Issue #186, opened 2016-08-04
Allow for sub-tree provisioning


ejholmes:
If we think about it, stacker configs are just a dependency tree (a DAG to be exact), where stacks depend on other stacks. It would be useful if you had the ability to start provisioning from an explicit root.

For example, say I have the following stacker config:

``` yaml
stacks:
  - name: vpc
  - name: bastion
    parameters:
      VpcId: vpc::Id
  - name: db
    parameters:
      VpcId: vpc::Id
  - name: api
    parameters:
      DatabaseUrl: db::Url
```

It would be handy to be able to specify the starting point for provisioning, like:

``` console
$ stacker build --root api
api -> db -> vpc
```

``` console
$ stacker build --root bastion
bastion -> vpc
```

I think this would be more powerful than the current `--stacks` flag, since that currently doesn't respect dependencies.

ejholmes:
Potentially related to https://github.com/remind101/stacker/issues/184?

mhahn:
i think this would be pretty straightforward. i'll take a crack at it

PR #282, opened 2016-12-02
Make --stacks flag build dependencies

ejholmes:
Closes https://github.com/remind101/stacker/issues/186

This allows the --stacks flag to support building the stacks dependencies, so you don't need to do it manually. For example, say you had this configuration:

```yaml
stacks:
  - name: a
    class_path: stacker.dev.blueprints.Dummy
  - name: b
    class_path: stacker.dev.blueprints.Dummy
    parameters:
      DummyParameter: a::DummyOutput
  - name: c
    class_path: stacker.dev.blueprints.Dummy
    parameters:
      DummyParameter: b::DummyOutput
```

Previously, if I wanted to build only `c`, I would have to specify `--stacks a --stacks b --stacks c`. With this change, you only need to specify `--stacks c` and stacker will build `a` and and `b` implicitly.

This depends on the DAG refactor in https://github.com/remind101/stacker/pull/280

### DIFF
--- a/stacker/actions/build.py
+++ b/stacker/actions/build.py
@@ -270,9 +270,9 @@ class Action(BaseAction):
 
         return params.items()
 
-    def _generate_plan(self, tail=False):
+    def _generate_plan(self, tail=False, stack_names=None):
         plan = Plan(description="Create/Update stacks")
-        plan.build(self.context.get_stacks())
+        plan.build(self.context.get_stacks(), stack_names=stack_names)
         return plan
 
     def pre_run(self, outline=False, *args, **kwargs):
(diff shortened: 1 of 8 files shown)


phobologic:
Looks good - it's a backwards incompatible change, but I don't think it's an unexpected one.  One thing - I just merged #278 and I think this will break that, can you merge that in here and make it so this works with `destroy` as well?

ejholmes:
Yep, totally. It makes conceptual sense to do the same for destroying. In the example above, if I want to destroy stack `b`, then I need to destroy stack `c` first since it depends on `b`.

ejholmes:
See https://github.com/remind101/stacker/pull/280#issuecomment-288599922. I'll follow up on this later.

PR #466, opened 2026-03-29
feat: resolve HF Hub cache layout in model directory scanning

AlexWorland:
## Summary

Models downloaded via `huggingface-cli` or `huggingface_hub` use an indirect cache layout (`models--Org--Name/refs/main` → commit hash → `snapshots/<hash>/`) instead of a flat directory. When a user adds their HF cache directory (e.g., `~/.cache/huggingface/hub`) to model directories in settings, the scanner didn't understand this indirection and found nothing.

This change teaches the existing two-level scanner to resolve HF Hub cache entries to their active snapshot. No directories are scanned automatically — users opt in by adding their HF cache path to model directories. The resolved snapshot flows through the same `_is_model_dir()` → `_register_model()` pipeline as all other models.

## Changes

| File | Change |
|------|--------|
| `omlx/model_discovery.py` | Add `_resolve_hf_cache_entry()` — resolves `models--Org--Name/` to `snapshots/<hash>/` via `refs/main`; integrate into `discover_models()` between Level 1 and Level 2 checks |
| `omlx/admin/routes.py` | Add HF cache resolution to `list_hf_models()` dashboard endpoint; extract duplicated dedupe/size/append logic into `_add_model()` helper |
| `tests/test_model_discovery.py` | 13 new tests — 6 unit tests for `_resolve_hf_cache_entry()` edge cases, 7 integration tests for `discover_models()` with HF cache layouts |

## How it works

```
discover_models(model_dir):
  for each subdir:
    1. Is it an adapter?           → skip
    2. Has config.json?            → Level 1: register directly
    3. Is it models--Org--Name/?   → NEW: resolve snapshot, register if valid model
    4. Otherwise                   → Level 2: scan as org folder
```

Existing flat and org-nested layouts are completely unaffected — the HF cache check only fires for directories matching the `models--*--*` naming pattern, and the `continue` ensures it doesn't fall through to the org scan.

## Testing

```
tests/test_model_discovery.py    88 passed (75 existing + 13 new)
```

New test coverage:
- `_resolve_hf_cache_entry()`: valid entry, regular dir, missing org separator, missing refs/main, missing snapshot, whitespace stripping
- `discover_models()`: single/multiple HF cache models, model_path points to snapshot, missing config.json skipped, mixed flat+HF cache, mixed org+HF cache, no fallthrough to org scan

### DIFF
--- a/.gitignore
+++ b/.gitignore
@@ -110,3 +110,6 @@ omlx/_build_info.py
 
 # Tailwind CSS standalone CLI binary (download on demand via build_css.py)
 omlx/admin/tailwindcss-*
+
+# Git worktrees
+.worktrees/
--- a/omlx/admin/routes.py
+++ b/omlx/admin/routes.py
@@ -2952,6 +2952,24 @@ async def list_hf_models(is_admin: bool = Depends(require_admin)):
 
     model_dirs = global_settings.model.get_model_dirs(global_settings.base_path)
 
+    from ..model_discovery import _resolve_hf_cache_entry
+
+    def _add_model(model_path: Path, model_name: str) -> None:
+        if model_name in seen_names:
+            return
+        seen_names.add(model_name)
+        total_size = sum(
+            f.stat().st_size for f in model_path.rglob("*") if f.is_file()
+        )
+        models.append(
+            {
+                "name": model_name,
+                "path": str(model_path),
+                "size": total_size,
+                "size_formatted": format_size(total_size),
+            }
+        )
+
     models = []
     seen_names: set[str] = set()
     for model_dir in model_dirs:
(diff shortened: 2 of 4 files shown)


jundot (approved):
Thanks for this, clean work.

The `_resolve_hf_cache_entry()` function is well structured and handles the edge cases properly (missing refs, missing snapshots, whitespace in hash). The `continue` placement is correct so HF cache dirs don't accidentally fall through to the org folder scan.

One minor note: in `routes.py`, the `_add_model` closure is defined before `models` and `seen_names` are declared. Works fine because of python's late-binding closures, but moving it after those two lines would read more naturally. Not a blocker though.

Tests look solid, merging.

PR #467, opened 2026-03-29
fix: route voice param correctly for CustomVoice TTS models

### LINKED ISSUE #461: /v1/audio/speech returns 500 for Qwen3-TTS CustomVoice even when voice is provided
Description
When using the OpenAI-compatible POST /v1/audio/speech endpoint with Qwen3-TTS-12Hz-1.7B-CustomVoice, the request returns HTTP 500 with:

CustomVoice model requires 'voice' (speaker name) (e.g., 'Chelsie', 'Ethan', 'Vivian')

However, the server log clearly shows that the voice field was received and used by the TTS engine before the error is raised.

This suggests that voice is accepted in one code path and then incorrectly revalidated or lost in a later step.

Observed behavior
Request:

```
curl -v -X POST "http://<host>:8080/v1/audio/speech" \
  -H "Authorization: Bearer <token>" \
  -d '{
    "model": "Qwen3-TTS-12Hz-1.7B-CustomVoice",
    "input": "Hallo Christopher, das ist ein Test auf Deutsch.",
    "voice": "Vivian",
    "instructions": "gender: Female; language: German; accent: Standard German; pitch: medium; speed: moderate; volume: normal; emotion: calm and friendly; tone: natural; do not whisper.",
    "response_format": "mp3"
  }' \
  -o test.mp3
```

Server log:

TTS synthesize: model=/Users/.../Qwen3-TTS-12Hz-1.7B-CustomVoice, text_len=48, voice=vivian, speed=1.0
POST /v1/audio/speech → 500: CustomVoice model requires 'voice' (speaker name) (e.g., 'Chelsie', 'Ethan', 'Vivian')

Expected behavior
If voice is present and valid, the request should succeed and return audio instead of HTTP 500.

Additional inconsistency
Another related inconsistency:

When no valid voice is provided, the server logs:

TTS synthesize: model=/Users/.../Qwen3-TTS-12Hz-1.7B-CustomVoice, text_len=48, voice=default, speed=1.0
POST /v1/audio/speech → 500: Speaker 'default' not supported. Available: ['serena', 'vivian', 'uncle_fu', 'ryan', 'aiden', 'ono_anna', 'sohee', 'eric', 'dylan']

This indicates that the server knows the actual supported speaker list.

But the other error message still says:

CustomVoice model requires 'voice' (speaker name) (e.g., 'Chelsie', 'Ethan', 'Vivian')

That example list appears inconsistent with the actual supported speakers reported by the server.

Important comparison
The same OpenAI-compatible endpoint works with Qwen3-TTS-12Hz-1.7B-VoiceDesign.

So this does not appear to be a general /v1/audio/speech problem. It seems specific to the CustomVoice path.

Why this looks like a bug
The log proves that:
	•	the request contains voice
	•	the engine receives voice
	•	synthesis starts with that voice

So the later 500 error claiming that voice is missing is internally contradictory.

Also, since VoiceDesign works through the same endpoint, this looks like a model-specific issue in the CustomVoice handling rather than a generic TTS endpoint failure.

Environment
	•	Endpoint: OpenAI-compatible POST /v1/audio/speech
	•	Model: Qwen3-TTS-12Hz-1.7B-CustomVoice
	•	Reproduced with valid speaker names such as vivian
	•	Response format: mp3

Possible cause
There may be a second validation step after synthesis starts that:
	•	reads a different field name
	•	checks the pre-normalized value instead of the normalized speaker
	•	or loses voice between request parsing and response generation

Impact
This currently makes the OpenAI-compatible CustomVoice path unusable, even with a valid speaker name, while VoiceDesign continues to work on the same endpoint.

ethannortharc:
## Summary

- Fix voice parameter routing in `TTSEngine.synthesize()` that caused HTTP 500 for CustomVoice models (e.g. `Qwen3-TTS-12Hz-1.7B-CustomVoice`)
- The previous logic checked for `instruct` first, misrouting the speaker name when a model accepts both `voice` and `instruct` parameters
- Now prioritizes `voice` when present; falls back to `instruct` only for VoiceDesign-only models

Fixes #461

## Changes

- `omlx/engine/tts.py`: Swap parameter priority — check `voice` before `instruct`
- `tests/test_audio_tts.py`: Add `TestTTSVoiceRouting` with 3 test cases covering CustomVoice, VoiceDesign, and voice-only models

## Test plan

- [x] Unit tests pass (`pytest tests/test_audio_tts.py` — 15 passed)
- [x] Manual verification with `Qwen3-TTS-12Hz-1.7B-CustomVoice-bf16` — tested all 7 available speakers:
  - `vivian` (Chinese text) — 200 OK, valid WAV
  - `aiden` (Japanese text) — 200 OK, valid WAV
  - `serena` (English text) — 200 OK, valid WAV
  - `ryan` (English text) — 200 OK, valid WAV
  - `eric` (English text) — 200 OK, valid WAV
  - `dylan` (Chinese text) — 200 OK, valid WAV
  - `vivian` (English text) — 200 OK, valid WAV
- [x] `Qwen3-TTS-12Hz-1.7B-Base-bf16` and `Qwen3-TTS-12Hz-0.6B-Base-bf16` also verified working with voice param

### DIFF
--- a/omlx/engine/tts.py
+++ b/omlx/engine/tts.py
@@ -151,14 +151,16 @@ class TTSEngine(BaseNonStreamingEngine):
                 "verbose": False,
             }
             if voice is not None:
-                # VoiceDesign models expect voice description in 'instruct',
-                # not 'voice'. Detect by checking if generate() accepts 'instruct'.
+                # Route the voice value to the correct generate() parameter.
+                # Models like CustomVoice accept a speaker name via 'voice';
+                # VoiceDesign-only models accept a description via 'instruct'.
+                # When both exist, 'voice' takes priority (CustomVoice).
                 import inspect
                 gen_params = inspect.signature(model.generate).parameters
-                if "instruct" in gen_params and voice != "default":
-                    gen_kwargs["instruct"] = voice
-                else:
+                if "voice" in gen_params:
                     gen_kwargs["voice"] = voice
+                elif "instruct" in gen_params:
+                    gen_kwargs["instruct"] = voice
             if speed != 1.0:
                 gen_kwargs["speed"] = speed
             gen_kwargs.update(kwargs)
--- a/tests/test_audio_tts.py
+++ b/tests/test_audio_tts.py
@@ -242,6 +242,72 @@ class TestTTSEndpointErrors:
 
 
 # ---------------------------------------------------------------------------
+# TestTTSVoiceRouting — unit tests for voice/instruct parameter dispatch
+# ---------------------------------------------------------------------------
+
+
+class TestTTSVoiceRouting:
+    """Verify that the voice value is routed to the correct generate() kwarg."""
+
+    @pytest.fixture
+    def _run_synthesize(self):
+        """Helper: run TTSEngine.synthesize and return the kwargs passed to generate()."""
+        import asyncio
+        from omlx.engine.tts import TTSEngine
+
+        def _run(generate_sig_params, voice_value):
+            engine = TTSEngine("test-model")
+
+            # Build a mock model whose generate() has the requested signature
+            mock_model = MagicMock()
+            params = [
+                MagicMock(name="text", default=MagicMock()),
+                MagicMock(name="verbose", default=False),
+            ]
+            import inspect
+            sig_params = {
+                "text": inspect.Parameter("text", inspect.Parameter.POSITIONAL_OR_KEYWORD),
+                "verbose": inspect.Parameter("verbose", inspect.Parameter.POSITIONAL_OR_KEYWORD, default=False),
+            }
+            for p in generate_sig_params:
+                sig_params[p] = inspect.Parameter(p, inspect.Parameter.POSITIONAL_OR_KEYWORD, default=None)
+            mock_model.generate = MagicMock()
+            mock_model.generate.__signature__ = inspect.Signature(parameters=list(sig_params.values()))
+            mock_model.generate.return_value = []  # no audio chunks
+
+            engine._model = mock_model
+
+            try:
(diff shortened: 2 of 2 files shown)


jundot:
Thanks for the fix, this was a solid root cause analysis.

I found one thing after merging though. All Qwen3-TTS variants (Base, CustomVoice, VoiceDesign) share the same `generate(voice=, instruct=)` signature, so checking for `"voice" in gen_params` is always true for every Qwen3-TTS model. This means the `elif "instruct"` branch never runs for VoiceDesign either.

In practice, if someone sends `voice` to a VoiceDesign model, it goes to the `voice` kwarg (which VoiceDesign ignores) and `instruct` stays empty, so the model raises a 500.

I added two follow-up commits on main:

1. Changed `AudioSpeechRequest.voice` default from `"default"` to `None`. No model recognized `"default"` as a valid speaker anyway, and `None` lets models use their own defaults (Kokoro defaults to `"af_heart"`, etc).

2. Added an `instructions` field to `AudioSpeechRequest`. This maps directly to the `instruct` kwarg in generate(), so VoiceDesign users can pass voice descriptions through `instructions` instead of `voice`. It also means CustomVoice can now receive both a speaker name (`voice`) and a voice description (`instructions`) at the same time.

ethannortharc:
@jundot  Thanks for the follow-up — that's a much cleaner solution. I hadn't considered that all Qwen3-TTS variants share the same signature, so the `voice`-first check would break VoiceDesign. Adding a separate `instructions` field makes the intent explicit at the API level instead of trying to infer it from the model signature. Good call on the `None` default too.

——————

▸ Task statement:
Locate the string "AudioSpeechRequest" in the listing above and copy every line where it occurs.

▸ Written solution:
1. Changed `AudioSpeechRequest.voice` default from `"default"` to `None`. No model recognized `"default"` as a valid speaker anyway, and `None` lets models use their own defaults (Kokoro defaults to `"af_heart"`, etc).
2. Added an `instructions` field to `AudioSpeechRequest`. This maps directly to the `instruct` kwarg in generate(), so VoiceDesign users can pass voice descriptions through `instructions` instead of `voice`. It also means CustomVoice can now receive both a speaker name (`voice`) and a voice description (`instructions`) at the same time.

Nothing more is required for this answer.